At the Office 365 summit I learned about the Office365 Success Center. This contains tons of resources and planning tools to get your Office365 launch and adoption planned. I was quite happy about that because it means all those Microsoft/Office365 customers no longer have to reinvent all wheels themselves. (You know I hate that)
A Yammer implementation (Work like a network)
I recently had the opportunity to do a Yammer implementation for a specific team so I was eager to test-drive the tool and share my experiences.
0. Access and sign-in.
Go to https://success.office.com/en-us and go to Adoption > Adoption Plan. My default Dutch version does not have the Adoption Plan options, so please add “en-us” to the URL.

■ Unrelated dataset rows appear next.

PR #4744, opened 2022-05-09
go/common/node/address: use custom type instead of internal net.TCPAddr

ptrus:
Since `Address` is used in consensus state, it makes sense using an explicitly defined struct. The struct serialization is defined in a backwards compatible way.

### DIFF
--- a/.changelog/4744.internal.md
+++ b/.changelog/4744.internal.md
@@ -1,0 +1,1 @@
+go/common/node/address: use custom type instead of `net.TCPAddr`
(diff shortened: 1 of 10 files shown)


Yawning:
Crap, becasue we did this late, guess we can't even `omitempty` the `Zone` field huh.

ptrus:
Yeah not at the moment, but we can open a follow issue for the next breaking release to change these.

Yawning:
If anything, for the next breaking release we should start using `net/netip/AddrPort` (1.18-ism)

kostko (approved):

PR #4757, opened 2022-05-23
runtime: Add support for reporting EnclaveRPC peer feedback

kostko:
This makes EnclaveRPC more robust as the higher-level layer in the
runtime can trigger peer replacement on high level errors.

TODO
* [x] Also use the `KeyManagerClientWrapper` in the key manager worker.

### DIFF
--- a/go/worker/keymanager/handler.go
+++ b/go/worker/keymanager/handler.go
@@ -10,7 +10,7 @@ import (
 	runtimeKeymanager "github.com/oasisprotocol/oasis-core/go/runtime/keymanager/api"
 	"github.com/oasisprotocol/oasis-core/go/runtime/localstorage"
 	workerCommon "github.com/oasisprotocol/oasis-core/go/worker/common"
-	"github.com/oasisprotocol/oasis-core/go/worker/keymanager/p2p"
+	committeeCommon "github.com/oasisprotocol/oasis-core/go/worker/common/committee"
 )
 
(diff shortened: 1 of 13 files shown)


go/worker/keymanager/handler.go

After signing in, click on Create New, add title and description, and after saving the following screen is shown. (All progress bars are grey if you start)
You can see different steps with their progress. You set the progress yourself using the Save (in progress – blue) or Finish (finished – green buttons below every topic.
You open or close the item with the icon on the right of the section.
As you go along, you will also see many document-based templates on the left-hand side of the page, such as tips or templates for posters/flyers. This blog focuses on the online plan.

1. Stakeholders.
You can select which roles are involved and add their names. You can also remove all roles not needed. In this case, we only had a few roles, but it was a useful exercise to note the names and responsibilities for everyone in the project team.

2. Vision
The tool tells you to use ”1-4 sentences” but it is unclear exactly how many characters you can use. There is no warning when you exceed the character limit. In that case your data is simply not saved, or an older shorter version is saved.

Suggested improvements:
- Add information about the # of characters allowed for the Vision. Show a warning when you are using more.
- Make the Vision statement more useful, by e.g. prompting to check or revise the vision during creation of your plan. I understand that a tool like this can not tell you that “this action or metric is not in line with your vision”, but I would like to be prompted to review the vision or to check if your action plan will promote the vision.
3. Scenario
Next in line is the Scenario you are looking for. There are 5, and I chose “Work like a network”. You can then prioritize the scenarios, but we only had one so there was no need.
4. Success Metrics
Of course you have to measure if you are on plan. You get 6 examples, but you can add, edit and delete according to your own plans.
The examples were very useful for the exact wording of our metrics, but the display is a little odd 🙂

Suggested improvements:
- In the plan, please improve the display of the texts – there is html in there (screenshot)
- In the Snapshot, check display – many spaces between words are missing.
5. Activities
Selecting your Scenario filters the suggested Activities for your project. These contain a very complete overview of all possible actions during pre-launch, launch and post-launch, including a proposed timeline.
There were a few that we had not thought of and gladly included in our plan. There were also a couple that were not relevant for us, so we removed those.

Suggested improvements:
- Replicate the names of the Stakeholders automatically into the Owner fields.
- Explain what the square box does. (highlighted)
- Replace “Office365” by “Yammer” in the Activities texts if you select the “Work like a network” scenario.
6. Snapshot
You can save and download a Snapshot (in Word) of your adoption plan, with all information you entered as well as a lot of explanation, tips etc. This turned out to be many pages (25 in our case for just 1 scenario!), and it also does not sort as in the plan.
I had to rework it (mainly removing all content that was not added/modified by ourselves) to make it into a concise actionable sharable plan.

Suggested improvements:
- Add an option to create one Snapshot per scenario. Success Metrics and Activities may be different for each scenario.
- Remove the additional info from the Snapshot so you end up with a concise plan, preferably in Excel so it can be turned into a SharePoint Task List 🙂
- Make Snapshot available as PowerPoint and/or Sway so it can instantly be presented and/or shared.
- Check texts for consistency: e.g. the Stakeholders are called Project Members in the Snapshot.
- Accept the comments in the first pages of the Snapshot.
Conclusion:
The concept is excellent. This tool and the templates will help you structure your adoption plan for the maximum chance of success, without having to invent everything yourself.
I have suggested some improvements mainly on the execution part. I expect Microsoft will be solving those soon. The current plan is already much better than when I used it a month or two ago.
Have you used this tool as well and if yes, what were your findings?